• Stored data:
PR #711, opened 2026-08-24
Handle Battle, Lobby, Party, and Matchmaking status reconnections

### LINKED ISSUE #664: Restore session state after reconnecting
#657 keeps the client's online-only state when the socket drops rather than clearing it, since the server holds the session open and most drops are short. What it doesn't do is reconcile on the way back, so if the session did go away while we were gone, the client carries on showing a party, lobby or queue it isn't in any more.

`user/self` looks like the way to read it back. It turns up right after connecting and already carries `currentLobby`, `currentBattle`, `party` and `invitedToParties`. Matchmaking landed in beyond-all-reason/tachyon#150 and is in tachyon-protocol 1.23.0, which we haven't picked up yet.

The client shouldn't have an opinion on how long a disconnect has to last before the session is gone. Right now the server starts a 30 second timer when the socket closes without a clean `system/disconnect`, and suspends it while you're in a battle, so party, lobby and matchmaking all survive a blip and you can close the client mid-game and come back. That number is theirs though, and nothing stops it changing next week. If we ever want the client to give up on its own, that should be our own timeout for our own reasons rather than a copy of theirs. Reconciling from `user/self` works the same whether we were gone for two seconds or two hours.

- [ ] #665 lobby
- [ ] #666 party
- [ ] #667 matchmaking, wants the tachyon-protocol bump to 1.23, which drags in #649
- [ ] #668 me.store as the entry point

Chat should be fine, #657 leaves it alone and re-subscribes on connect.

Open question is battle. `currentBattle` is on `user/self`, but I'm not sure whether the lobby needs to do anything or whether the game process covers it.

### LINKED ISSUE #665: Restore the active lobby after reconnecting
#657 clears `lobbyStore.activeLobby` and the lobby list when the socket drops, but you're still in the lobby server-side for another 30 seconds, so reconnecting inside that window leaves the UI showing you outside a lobby you're still in.

`currentLobby` is already on `user/self` so this shouldn't need protocol work. #657 already re-subscribes to the lobby list if the user had it open, so this is about the lobby you were in.

Part of #664.

### LINKED ISSUE #666: Restore party and invites after reconnecting
Same shape as #665. #657 clears party state on disconnect and you're still in the party server-side for another 30 seconds, so a blip makes it look like you left.

`party` and `invitedToParties` are already on `user/self`.

Part of #664.

### LINKED ISSUE #667: Restore matchmaking state after reconnecting
You stay in the queue through a disconnect. Hectate saw the server still had him queued after a short drop while testing #657, and the client resets to Idle, so the two disagree and the user has no idea a queue is still live.

Blocked on beyond-all-reason/tachyon#150, which adds matchmaking to `user/self`. Until that lands there's nothing to read it out of.

Worth deciding here whether we show that it's still searching or offer to cancel.

Part of #664.

### LINKED ISSUE #668: Hand user/self data to the stores that need it
`me.store` already handles `user/self` but only assigns the fields onto `me` and processes friends, so the lobby, party and matchmaking data in the payload goes nowhere.

If the other restore issues all read from `user/self`, something needs to give each store its slice when the event arrives, and doing it here keeps one place that knows the payload shape.

Note #662 also edits this file, so whichever lands second needs a rebase.

Part of #664.

### LINKED ISSUE #671: Review and convert Tachyon API requests to requestStructured
PR #656 added `requestStructured` as a way to preserve Tachyon failure messages across the IPC boundary, by way of `tachyonRequest` in-renderer API. Currently, only one of the requests actually use this, however it is possible that more could benefit from it. We could potentially want to replace all requests with it for consistency.

This issue is to document the need to review and possibly implement that change across the existing requests. New code from this point should take the two request types into consideration when adding them and `requestStructured` is expected to be preferable.

https://github.com/beyond-all-reason/bar-lobby/blob/master/src/renderer/api/tachyon.ts

### LINKED ISSUE #707: Offer to rejoin currentBattle upon connecting
The `user/self` event has an optional property `currentBattle` that indicates the client is considered part of an active online game (either matchmaking or lobby). If this property is received in the event, the client should offer to the user a shortcut to immediately launch the game to rejoin that battle.

Note that this is different than being in matchmaking or in a lobby. Being in an active battle takes a higher priority for a rejoin confirmation than the active lobby (which presumably has the battle anyway).

Hectate:
Fixes #665  #666  #667  #668 and #707 and closes parent #664

Each store has a listener for `user/self` event and handles it's own data as appropriate.
A modal now prompts the user to rejoin their battle if the server indicates they were in one.
If the modal is dismissed, the BAR logo is overlaid with an attention-grabbing animated crossed swords. Clicking it will re-prompt them to rejoin the battle via the modal again. Various events and actions will forcibly clear the "in battle" state as appropriate.

## Server Issues
At this time, it is not possible to reliably know that a battle ended and the autohost has shut down because `battle/ended` is not being sent.
Matchmaking queue status upon reconnection is always `no_matchmaking`, which can be incorrect. Any newly received matchmaking status events afterward from the server will update it correctly, however.

See below:
* https://github.com/beyond-all-reason/teiserver/issues/1497
* https://github.com/beyond-all-reason/teiserver/issues/1450

To alleviate the missing implementations, tests are included to cover the expected behavior when they are added. Live validation will happen separately once possible. Since this only impacts multiplayer functions, which are locked behind Dev Mode, this is considered an acceptable compromise to holding the PR back.

### AI / LLM usage statement:
GH Copilot was used for some tests and code generation under my direction, and for evaluating options for different approaches.


src/renderer/store/matchmaking.store.ts
```diff
@@ -121,6 +124,26 @@ function onFoundEvent(data: MatchmakingFoundEventData) {
...
 }
 
+function onSelfUpdateFoundSignal(data: Extract<PrivateUser["matchmaking"], { state: "found" }>) {
+    console.log("User/self update: matchmaking/found state:", data);
+    clearReadyTimers();
+    if (data.queue.hasAlreadyReadied) {
+        matchmakingStore.status = MatchmakingStatus.MatchAccepted;
+    } else {
+        matchmakingStore.status = MatchmakingStatus.MatchFound;
+        const deadline = data.queue.timeoutAt * 1000 - READY_TIMEOUT_SAFETY_MARGIN_MS; // Convert Unix timestamp to milliseconds
```
burnhamrobertp: [The spec](https://github.com/beyond-all-reason/teiserver/blob/main/priv/tachyon/schema/definitions/privateUser.json#L91) indicates that this should be [returned as microseconds](https://github.com/beyond-all-reason/teiserver/blob/main/priv/tachyon/schema/definitions/unixTime.json) (μs) which means we should be dividing by 1000 in order to go from μs -> ms (unless the spec is wrong / out of date?)

Hectate: We rely on UnixTime elsewhere to the same spec, so if it's wrong it's wrong across the board. I likely just overlooked the discrepancy on this because I was focused on the difference between `timeoutAt` and `timeoutMs` above in `onFoundEvent` with regards to "a set interval of time from now" versus "an explicit timestamp in the future". One is explicitly milliseconds while the other is UnixTime in microseconds. Fixing, thanks.

src/renderer/store/party.store.ts
```diff
@@ -256,6 +257,14 @@ export async function initPartyStore() {
     window.tachyon.onEvent("party/invited", onInvitedEvent);
     window.tachyon.onEvent("party/removed", onRemovedEvent);
     window.tachyon.onEvent("party/updated", onUpdatedEvent);
+    onUserSelfPartySignal.add((partyStates) => {
+        // We have to purge the stale states first because we could get anything from empty array to multiple items.
```
burnhamrobertp: `clearOnlineState()` blanks `activeParty` before `parseAllPartyData()` reads it as `previousParty`, so doesn't `clearPartyChat()` run on every user/self?

src/renderer/store/me.store.ts
```diff
@@ -105,6 +106,11 @@ window.tachyon.onEvent("user/self", async (event) => {
         });
 
         await processFriendData(event.user);
+        // We have to send all the signals because the some values may have become null/undefined while missing updates and stores need to update accordingly
+        onUserSelfBattleSignal.dispatch(event.user.currentBattle);
```
burnhamrobertp: `stores.ts:30` attaches these listeners only after `initTachyonStore()` resolves, and `Signal` doesn't buffer - wouldn't a user/self before that be dropped?

src/renderer/store/lobby.store.ts
```diff
@@ -69,6 +73,21 @@ export async function initLobbyStore() {
             requestSubscribeList();
         }
     });
+
+    onUserSelfLobbySignal.add((lobbyId) => {
```
burnhamrobertp: `requestJoinLobby` also does `resetToDefaultBattle` and `router.push`, and teiserver emits user/self on role changes too (confirmed live), so a role edit would yank them into the lobby.

src/renderer/store/me.store.ts
```diff
@@ -95,7 +96,7 @@ async function serverChanged() {
 // TODO tidy this up: the row is a snapshot of the whole reactive object, written
 // in two steps that aren't in one transaction, and nothing reads isMe any more.
 window.tachyon.onEvent("user/self", async (event) => {
-    console.debug(`Received user/self event: ${JSON.stringify(event)}`);
+    console.log(`Received user/self event: ${JSON.stringify(event)}`);
```
burnhamrobertp: `JSON.stringify(event)` includes `currentBattle.password`, which the schema marks required. Was `console.debug` before.

src/renderer/store/matchmaking.store.ts
```diff
@@ -292,6 +315,22 @@ export async function initializeMatchmakingStore() {
     if (tachyonStore.isConnected) {
         await sendListRequest();
     }
+    onUserSelfMatchmakingSignal.add((data) => {
+        switch (data.state) {
+            case "no_matchmaking":
+                clearReadyTimers();
+                matchmakingStore.status = MatchmakingStatus.Idle;
+                break;
+            case "queuing":
```
burnhamrobertp: `queuing` is the one branch that doesn't `clearReadyTimers()`. teiserver re-queues a player who readied when the pairing times out, so found-then-queuing happens.

src/renderer/store/matchmaking.store.ts
```diff
@@ -292,6 +315,22 @@ export async function initializeMatchmakingStore() {
...
+                matchmakingStore.status = MatchmakingStatus.Searching;
+                // We use the first queue provided because we do not currently support multi-queuing.
+                matchmakingStore.selectedQueue = data.queues[0].id;
```
burnhamrobertp: `queues[0]` isn't reliably theirs - joining 1v1 then 2v2 came back as `[2v2, 1v1]` from a live server.

src/renderer/store/lobby.store.ts
```diff
@@ -252,6 +271,14 @@ function parseLobbyResponseData(data: LobbyCreateOkResponseData | LobbyJoinOkRes
         console.error("Active Lobby is null or undefined after applyPatch. This should never happen!");
         return;
     }
+
+    // Usually `battle/ended` will clear for us, but there's a chance that the client could have the connection details but no longer be a player/spectator and not receive the event.
+    // As a result, we force clear these values if the lobby ends the battle. Since clients cannot be in multiple lobbies/matches, this is safe to do.
+    if (lobbyStore.activeLobby.currentBattle == undefined) {
```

• Work item: Show every line above where "give" is found.

• Output for this task:
The client shouldn't have an opinion on how long a disconnect has to last before the session is gone. Right now the server starts a 30 second timer when the socket closes without a clean `system/disconnect`, and suspends it while you're in a battle, so party, lobby and matchmaking all survive a blip and you can close the client mid-game and come back. That number is theirs though, and nothing stops it changing next week. If we ever want the client to give up on its own, that should be our own timeout for our own reasons rather than a copy of theirs. Reconciling from `user/self` works the same whether we were gone for two seconds or two hours.
If the other restore issues all read from `user/self`, something needs to give each store its slice when the event arrives, and doing it here keeps one place that knows the payload shape.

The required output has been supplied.